Projects
Developed an AR-based mobile game inspired by Pokémon GO, enabling users to plant and grow virtual trees at real-world landmarks, integrating Unity and AR Foundation for immersive gameplay. Implemented location-based mechanics to reward users with virtual seeds for exploring new landmarks, encouraging outdoor activity and engagement through gamified progression systems.
This project is a comprehensive solution for scraping and managing internship and co-op listings for the 2024-2025 school year. It focuses on positions in software engineering (SWE), quantitative trading (Quant), Electrical Engineering/Hardware, and business domains. The scraper collects listings from LinkedIn, the Pitt CSC & Simplify GitHub repository, and the Ouckah & CSCareers GitHub repository. The platform also incorporates Google OAuth for seamless user management.
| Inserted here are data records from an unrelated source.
PR #3431, opened 2023-02-05
fix: enable datadog tracer

sawadashota:
Load OpenTelemetry configuration to set up datadog tracer.

## Related issue(s)

none

## Checklist

      introduces a new feature.
- [x] I am following the
      the changes.
      works.


.docker/Dockerfile-build
```diff
@@ -6,7 +6,7 @@ WORKDIR /go/src/github.com/ory/hydra
 RUN mkdir -p ./internal/httpclient
 
 COPY go.mod go.sum ./
-COPY internal/httpclient/go.* ./internal/httpclient
+COPY internal/httpclient/go.* ./internal/httpclient/
```
sawadashota, line 9: Without a trailing slash, it will fail.

```
Step 6/21 : COPY internal/httpclient/go.* ./internal/httpclient
When using COPY with more than one source file, the destination must be a directory and end with a /
make: *** [docker] Error 1
```

aeneasr:
Seems like tests are failing, can you PTAL? :)

sawadashota:
@aeneasr I'm sorry, but I've fixed it!

spec/config.json
```diff
@@ -1022,154 +1022,7 @@
...
-              "examples": [
-                {
-                  "server_url": "http://localhost:9411/api/v2/spans"
-                }
-              ]
-            }
-          }
-        }
-      }
+      "$ref": "ory://tracing-config"
```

Barterville is designed to challenge users to push their creativity and persuasion skills to the limit. The core of the experience revolves around interacting with various AI characters. The goal is to negotiate trades, starting with lower-value items and working to the highest-value trades. Each decision requires careful consideration, strategic thinking, and understanding of the AI characters’ motivations and behavior.
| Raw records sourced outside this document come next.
PR #3446, opened 2023-02-22
hperl/per-client-token-types

hperl:
## Checklist

      introduces a new feature.
- [ ] I am following the
      the changes.
      works.


aeneasr:
For the tests, please check that `jwt->jwt`, `jwt->opaque`, `opaque->jwt`, `opaque->opaque` and flows:

* client credentials: issue token, validate token, invalidate token
* auth code: issue token, validate token, refresh token, validate token, invalidate token, call userinfo endpoint
* jwt-bearer flow: does it issue the token in the correct format?

driver/config/provider.go
```diff
@@ -186,18 +186,10 @@ func (p *DefaultProvider) IsDevelopmentMode(ctx context.Context) bool {
 }
 
 func (p *DefaultProvider) WellKnownKeys(ctx context.Context, include ...string) []string {
-	if p.AccessTokenStrategy(ctx) == AccessTokenJWTStrategy {
-		include = append(include, x.OAuth2JWTKeyName)
-	}
-
-	include = append(include, x.OpenIDConnectKeyName)
+	include = append(include, x.OAuth2JWTKeyName, x.OpenIDConnectKeyName)
```
hperl, line 189: The `.well-known` endpoint does not depend on a specific client, so we don't know whether or not we need to also list the JWT key names here.

@aeneasr I see no harm in just always including the JWT key names. Correct?

jwk/handler_test.go
```diff
@@ -50,7 +50,7 @@ func TestHandlerWellKnown(t *testing.T) {
 		err = json.NewDecoder(res.Body).Decode(&known)
 		require.NoError(t, err, "problem in decoding response")
 
-		require.Len(t, known.Keys, 1)
+		require.GreaterOrEqual(t, len(known.Keys), 1)
```
hperl, line 53: There are now both the OIDC and JWT keys present, which is why we need to check `>=` here.

oauth2/fosite_store_helpers.go
```diff
@@ -491,14 +492,17 @@ func testHelperFlushTokensWithLimitAndBatchSize(x InternalRegistry, limit int, b
...
+			if _, err := m.GetAccessTokenSession(ctx, requests[i].ID, ds); err == nil {
+				foundCount++
 			} else {
-				require.Error(t, err)
+				require.ErrorIs(t, err, fosite.ErrNotFound)
+				notFoundCount++
 			}
 		}
+		assert.Equal(t, limit, notFoundCount, "should have deleted %d tokens", limit)
+		assert.Equal(t, totalCount-limit, foundCount, "should have found %d tokens", totalCount-limit)
```
hperl, line 505: Because we delete the access keys up to `limit` based on the signature, and we now always hash the signature, this will give us a random ordering of deleted vs non-deleted tokens.

cypress/integration/oauth2/authorize_code.js
```diff
@@ -3,91 +3,98 @@
 
 import { prng } from "../../helpers"
 
+const accessTokenStrategies = ["opaque", "jwt"]
```
hperl, line 6: All OIDC and JWT suites now execute with an `opaque` and a `jwt` client. Since we start the suite twice, once with and without `--jwt`, we get the whole matrix tested between global and client access token strategy.

persistence/sql/persister_oauth2.go
```diff
@@ -161,7 +161,7 @@ func (r *OAuth2RequestSQL) toRequest(ctx context.Context, session fosite.Session
 
 // hashSignature prevents errors where the signature is longer than 128 characters (and thus doesn't fit into the pk).
 func (p *Persister) hashSignature(ctx context.Context, signature string, table tableName) string {
-	if table == sqlTableAccess && p.config.IsUsingJWTAsAccessTokens(ctx) {
+	if table == sqlTableAccess {
```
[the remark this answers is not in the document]
aeneasr: Because that would break all existing tokens, and because that's not the reason why we hash:

>  // hashSignature prevents errors where the signature is longer than 128 characters (and thus doesn't fit into the pk).

This is only the case for JWT signatures which are typically > 128 chars.

I understand though why this is here, but we need to figure out either how to get the strategy in here, or how to solve this backwards compatible.

cypress/integration/oauth2/authorize_code.js
aeneasr: 🧠

jwk/handler_test.go
aeneasr: Thank you, very helpful

driver/config/provider.go
aeneasr: Yeah, it's fine!

aeneasr (changes requested):
Please make this not available in OIDC dynamic client registration.

persistence/sql/persister_oauth2.go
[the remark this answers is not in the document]
hperl: fixed

aeneasr (dismissed):
Great job, looks good!

aeneasr:
merge conflicts 🙄

hperl:
@aeneasr all resolved now :)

A delightful utility application designed to offer insights and analytics about your iMessage usage over the past year. Much like Spotify Wrapped provides a summary of your music listening habits, iMessage Wrapped compiles and presents a comprehensive overview of your most frequent contacts, popular emojis, message frequency, and other intriguing statistics derived from your iMessage conversations throughout the year. Gain fascinating insights into your communication patterns and relive memorable moments as you explore your personalized iMessage journey.
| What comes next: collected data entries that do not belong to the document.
Issue #3448, opened 2023-02-23
Add support for login session revocation by session ID


sgal:
### Preflight checklist

- [X] I could not find a solution in the existing issues, docs, nor discussions.
- [X] I agree to follow this project's [Code of Conduct](https://github.com/ory/hydra/blob/master/CODE_OF_CONDUCT.md).
- [X] I have read and am following this repository's [Contribution Guidelines](https://github.com/ory/hydra/blob/master/CONTRIBUTING.md).
- [X] This issue affects my [Ory Network](https://www.ory.sh/) project.
- [ ] I have joined the [Ory Community Slack](https://slack.ory.sh).
- [ ] I am signed up to the [Ory Security Patch Newsletter](https://ory.us10.list-manage.com/subscribe?u=ffb1a878e4ec6c0ed312a3480&id=f605a41b53).

### Describe your problem

We are building an OIDC login solution with Hydra and want to have a Single Sign Out as the only sign-out strategy. This means that if the user is signing out of any of our apps, they should be signed out from all of the apps we have.

While this is generally supported via RP Initiated Logout in Hydra, the UX of it is quite bad (especially in the native apps). The reason for the bad UX is the non-customizable consent prompt on iOS (and some Android phones as well).
The dialog looks like this
![consent](https://user-images.githubusercontent.com/2971261/220867074-123d7243-7b5a-4759-8982-2a698131dd30.png)

We want to avoid the prompt altogether to make the sign-out experience quick and predictable for our users.

### Describe your ideal solution

The ideal solution for us would be a headless/admin API to revoke the login session by the session ID (`sid` claim in the ID token).

Similar to the existing API that revokes all login sessions for a given subject - https://www.ory.sh/docs/reference/api#tag/oAuth2/operation/revokeOAuth2LoginSessions

We also can use an `id_token_hint` to get backchannel logout notifications and let the registered clients know that logout was performed. If this part is difficult, it can be skipped, since we can implement a workaround on our end for the notifications.

### Workarounds or alternatives

Since there is no easy way to achieve a headless log-out now, we would have to connect directly to the DB that Hydra uses and invalidate the sessions ourselves. This is extremely hacky and would like to result in data corruption and failed login sessions.

### Version

2.x

PR #3450, opened 2023-02-26
feat: add ability to revoke login sessions by SessionID

sgal:
Added support to `revokeOAuth2LoginSessions` API to revoke a single session by a SessionID (`sid` claim in the id_token) and execute an OpenID Connect Back-channel logout.

## Related issue(s)
https://github.com/ory/hydra/issues/3448

## Checklist

      introduces a new feature.
- [x] I am following the
      the changes.
      works.

### DIFF
--- a/consent/handler.go
+++ b/consent/handler.go
@@ -230,7 +230,6 @@ type revokeOAuth2LoginSessions struct {
 	// The subject to revoke authentication sessions for.
 	//
 	// in: query
-	// required: true
 	Subject string `json:"subject"`
 
 	// OAuth 2.0 Subject
--- a/consent/handler.go
+++ b/consent/handler.go
@@ -149,6 +149,7 @@ type listOAuth2ConsentSessions struct {
 	// in: query
 	// required: true
 	Subject string `json:"subject"`
+
 	// The login session id to list the consent sessions for.
 	//
 	// in: query
@@ -231,15 +232,27 @@ type revokeOAuth2LoginSessions struct {
 	// in: query
 	// required: true
 	Subject string `json:"subject"`
+
+	// OAuth 2.0 Subject
+	//
+	// The subject to revoke authentication sessions for.
+	//
+	// in: query
+	SessionID string `json:"sid"`
 }
 
 // swagger:route DELETE /admin/oauth2/auth/sessions/login oAuth2 revokeOAuth2LoginSessions
 //
-// # Revokes All OAuth 2.0 Login Sessions of a Subject
+// # Revokes OAuth 2.0 Login Sessions by either a Subject or a SessionID
 //
-// This endpoint invalidates a subject's authentication session. After revoking the authentication session, the subject
-// has to re-authenticate at the Ory OAuth2 Provider. This endpoint does not invalidate any tokens and
-// does not work with OpenID Connect Front- or Back-channel logout.
+// This endpoint invalidates authentication sessions. After revoking the authentication session(s), the subject
+// has to re-authenticate at the Ory OAuth2 Provider. This endpoint does not invalidate any tokens.
+//
+// If you send the subject in a query param, all authentication sessions that belong to that subject are revoked.
+// No OpennID Connect Front- or Back-channel logout is performed in this case.
+//
+// Alternatively, you can send a SessionID via `sid` query param, in which case, only the session that is connected
+// to that SessionID is revoked. OpenID Connect Back-channel logout is performed in this case.
 //
 //	Consumes:
 //	- application/json
@@ -253,6 +266,17 @@ type revokeOAuth2LoginSessions struct {
 //	  204: emptyResponse
 //	  default: errorOAuth2
 func (h *Handler) revokeOAuth2LoginSessions(w http.ResponseWriter, r *http.Request, ps httprouter.Params) {
+	sid := r.URL.Query().Get("sid")
+	if sid != "" {
+		if err := h.r.ConsentStrategy().HandleHeadlessLogout(r.Context(), w, r, sid); err != nil {
+			h.r.Writer().WriteError(w, r, err)
+			return
+		}
+
+		w.WriteHeader(http.StatusNoContent)
+		return
+	}
+
 	subject := r.URL.Query().Get("subject")
 	if subject == "" {
 		h.r.Writer().WriteError(w, r, errorsx.WithStack(fosite.ErrInvalidRequest.WithHint(`Query parameter 'subject' is not defined but should have been.`)))
--- a/consent/handler.go
+++ b/consent/handler.go
@@ -266,6 +266,13 @@ type revokeOAuth2LoginSessions struct {
 //	  default: errorOAuth2
 func (h *Handler) revokeOAuth2LoginSessions(w http.ResponseWriter, r *http.Request, ps httprouter.Params) {
 	sid := r.URL.Query().Get("sid")
+	subject := r.URL.Query().Get("subject")
+
+	if sid == "" && subject == "" {
+		h.r.Writer().WriteError(w, r, errorsx.WithStack(fosite.ErrInvalidRequest.WithHint(`Either 'subject' or 'sid' query parameters need to be defined.`)))
+		return
+	}
+
 	if sid != "" {
 		if err := h.r.ConsentStrategy().HandleHeadlessLogout(r.Context(), w, r, sid); err != nil {
 			h.r.Writer().WriteError(w, r, err)
@@ -273,12 +280,6 @@ func (h *Handler) revokeOAuth2LoginSessions(w http.ResponseWriter, r *http.Reque
 		}
 
 		w.WriteHeader(http.StatusNoContent)
-		return
-	}
-
-	subject := r.URL.Query().Get("subject")
-	if subject == "" {
-		h.r.Writer().WriteError(w, r, errorsx.WithStack(fosite.ErrInvalidRequest.WithHint(`Query parameter 'subject' is not defined but should have been.`)))
 		return
 	}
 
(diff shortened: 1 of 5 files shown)


consent/handler.go
```diff
@@ -231,15 +232,27 @@ type revokeOAuth2LoginSessions struct {
 	// in: query
 	// required: true
```
sgal, line 233: Not sure how to make the API accept either `subject` or `sid` without introducing a breaking change to this schema.

consent/handler.go
```diff
@@ -231,15 +232,27 @@ type revokeOAuth2LoginSessions struct {
...
+// # Revokes OAuth 2.0 Login Sessions by either a Subject or a SessionID
+//
+// This endpoint invalidates authentication sessions. After revoking the authentication session(s), the subject
+// has to re-authenticate at the Ory OAuth2 Provider. This endpoint does not invalidate any tokens.
 //
-// This endpoint invalidates a subject's authentication session. After revoking the authentication session, the subject
-// has to re-authenticate at the Ory OAuth2 Provider. This endpoint does not invalidate any tokens and
-// does not work with OpenID Connect Front- or Back-channel logout.
+// If you send the subject in a query param, all authentication sessions that belong to that subject are revoked.
+// No OpennID Connect Front- or Back-channel logout is performed in this case.
```
sgal, line 252: Looks like this can be fixed as well, maybe outside of this change.

consent/strategy.go
```diff
@@ -15,5 +15,6 @@ var _ Strategy = new(DefaultStrategy)
 type Strategy interface {
 	HandleOAuth2AuthorizationRequest(ctx context.Context, w http.ResponseWriter, r *http.Request, req fosite.AuthorizeRequester) (*AcceptOAuth2ConsentRequest, error)
 	HandleOpenIDConnectLogout(ctx context.Context, w http.ResponseWriter, r *http.Request) (*LogoutResult, error)
+	HandleHeadlessLogout(ctx context.Context, w http.ResponseWriter, r *http.Request, sid string) error
```
sgal, line 18: Best name I could come up with, feedback/alternative naming is very much welcome.

consent/strategy_default.go
```diff
@@ -983,6 +983,37 @@ func (s *DefaultStrategy) HandleOpenIDConnectLogout(ctx context.Context, w http.
...
 
+func (s *DefaultStrategy) HandleHeadlessLogout(ctx context.Context, w http.ResponseWriter, r *http.Request, sid string) error {
+	loginSession, lsErr := s.r.ConsentManager().GetRememberedLoginSession(ctx, sid)
+
+	// This is ok (session probably already revoked), do nothing!
+	if lsErr != nil {
+		return nil
+	}
+
+	if err := s.executeBackChannelLogout(r.Context(), r, loginSession.Subject, sid); err != nil {
```
sgal, line 994: Everything from here until the end of the function is the same as in `completeLogout` function. Is this the correct direction to take here?

consent/handler.go
aeneasr: Hm good question, I think in that case it's ok to break the schema here and we'll release it as a minor patch

consent/strategy_default.go
```diff
@@ -983,6 +983,37 @@ func (s *DefaultStrategy) HandleOpenIDConnectLogout(ctx context.Context, w http.
...
+	if err := s.r.ConsentManager().DeleteLoginSession(r.Context(), sid); errors.Is(err, sqlcon.ErrNoRows) {
+		// This is ok (session probably already revoked), do nothing!
+	} else if err != nil {
+		return err
+	}
+
+	s.r.AuditLogger().
+		WithRequest(r).
+		WithField("subject", loginSession.Subject).
+		Info("User logout completed!")
```
aeneasr, line 1012: Clarify that this is the headless flow

consent/strategy_default.go
aeneasr: That looks good to me! Since this is called via an API, we won't have front-channel log-out (because no browser is involved). I think this is fine, but should probably be clarified in the API / function doc. You may opt to create a new function with the flow as to avoid duplication, but it's not required since it's only 2 functional statements

aeneasr (commented):
Looks quite good already! We'll a few tests for this but then this can ship

consent/strategy_logout_test.go
```diff
@@ -99,6 +99,23 @@ func TestLogoutFlows(t *testing.T) {
 		return string(ioutilx.MustReadAll(resp.Body)), resp
 	}
 
+	makeHeadlessLogoutRequest := func(t *testing.T, hc *http.Client, values url.Values) (body string, resp *http.Response) {
+		var err error
+		req, err := http.NewRequest(http.MethodDelete, adminTS.URL+"/admin/oauth2/auth/sessions/login?"+values.Encode(), nil)
```
sgal, line 104: Not sure why, but adding `/admin` prefix here solved the tcp connect issue.

consent/strategy_logout_test.go
```diff
@@ -490,4 +507,20 @@ func TestLogoutFlows(t *testing.T) {
...
 		wg.Wait()
 	})
+
+	t.Run("case=should execute backchannel logout in headless flow with sid", func(t *testing.T) {
+		sid := make(chan string)
+		acceptLoginAsAndWatchSid(t, subject, sid)
+
+		backChannelWG := newWg(1)
+		c := createClientWithBackchannelLogout(t, backChannelWG, func(t *testing.T, logoutToken gjson.Result) {
+			assert.EqualValues(t, <-sid, logoutToken.Get("sid").String(), logoutToken.Raw)
```
sgal, line 517: Here is where my golang channels knowledge is clearly not sufficient.

This test hangs because channel var `sid` is being read twice(L517 and L522) while being written once.

Not sure how to make it work with using the value 2 times here (once for calling the headless logout and once for verifying the `sid` claim in the logout token)

consent/strategy_logout_test.go
aeneasr: 👍

consent/strategy_logout_test.go
aeneasr: What is it that you're trying to achieve?

consent/strategy.go
aeneasr: Sounds good to me :)

consent/strategy_logout_test.go
sgal: I need `sid` value in 2 places - to pass in the headless logout request as a query param, and in the L517 where we verify the value inside of the `logout_token`.

consent/strategy_logout_test.go
```diff
@@ -164,7 +181,9 @@ func TestLogoutFlows(t *testing.T) {
 				require.NoError(t, err)
 				if sid != nil {
 					go func() {
-						sid <- *res.LoginSessionId
+						for i := 0; i < numSidConsumers; i++ {
```
sgal, line 184: Not sure this is the best way to solve the issue of reading from `sid` channel 2 times in the headless logout tests, but this fixes the issue. What do you think @aeneasr?

consent/strategy_logout_test.go
```diff
@@ -238,7 +257,7 @@ func TestLogoutFlows(t *testing.T) {
 
 	t.Run("case=should execute backchannel logout if issued without rp-involvement", func(t *testing.T) {
 		sid := make(chan string)
-		acceptLoginAsAndWatchSid(t, subject, sid)
+		acceptLoginAsAndWatchSid(t, subject, sid, 1)
```
sgal, line 260: Honestly, not a big fan of this approach, because it is confusing. AFAIK, golang does not have default argument values to skip this change.

consent/strategy_logout_test.go
```diff
@@ -490,4 +509,24 @@ func TestLogoutFlows(t *testing.T) {
 
 		wg.Wait()
 	})
+
+	t.Run("case=should execute backchannel logout in headless flow with sid", func(t *testing.T) {
+		sid := make(chan string, 2)
```
sgal, line 514: Using a buffered channel here to make sure that we have both values in it and do not block the goroutine that tries to read it.

consent/strategy_logout_test.go
sgal: Fixed with a wrapper function to encapsulate this logic for most tests

consent/strategy_default.go
```diff
@@ -983,6 +991,27 @@ func (s *DefaultStrategy) HandleOpenIDConnectLogout(ctx context.Context, w http.
 	return s.completeLogout(ctx, w, r)
 }
 
+func (s *DefaultStrategy) HandleHeadlessLogout(ctx context.Context, w http.ResponseWriter, r *http.Request, sid string) error {
+	loginSession, lsErr := s.r.ConsentManager().GetRememberedLoginSession(ctx, sid)
+
+	// This is ok (session probably already revoked), do nothing!
+	if lsErr != nil {
```
hperl, line 998: Should we test if `errors.Is(err, x.ErrNotFound)`?

hperl: Also, should we not still perform the backchannel logout in this case?

hperl (changes requested):
Thanks, this looks very good! I have some small comments and then it's ready to merge :)

consent/strategy_default.go
sgal: 👍 for the specific error check.

For backchannel logout, we need a subject, which is stored in the Login Session. If we cannot find the session, then there is no subject as well, and we risk breaking the OIDC compliance by skipping the subject claim.

sgal:
@hperl Fixed the comments, please have a look.

consent/handler.go
hperl: As it is implemented now there is no breaking change, because we remove required, and add a new parameter. So old clients will continue to work.

hperl (approved):
Thanks for the changes, LGTM! :tada:

consent/strategy_logout_test.go
aeneasr: There probably is some go magic possible but I think this is fine :)

aeneasr (approved):

kabirbaidhya:
Hey @aeneasr, when are you planning to release this change?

Created a disease prediction model to enhance proactive healthcare. The model employs machine learning to analyze data, aiming to predict diseases early. Paired with an intuitive frontend, the model's output is presented in a user-friendly interface, offering clear insights and predictions. This frontend facilitates seamless interaction for both individuals and healthcare providers, empowering them with accessible and actionable information. The combination of accurate disease predictions and a user-friendly interface enhances early intervention, improves patient outcomes, and contributes to overall public health.
Addressed issues related to post-navigation statistics caching and unresponsive URLs, ensuring a smoother user experience. Contributed two accepted pull requests incorporated into version 23.8 of WordPress iOS, available on the App Store. Implemented a comprehensive Quality Assurance strategy, incorporating unit and regression testing, mocking, and style checks to thoroughly assess modifications and resolve issues while maintaining existing functionalities.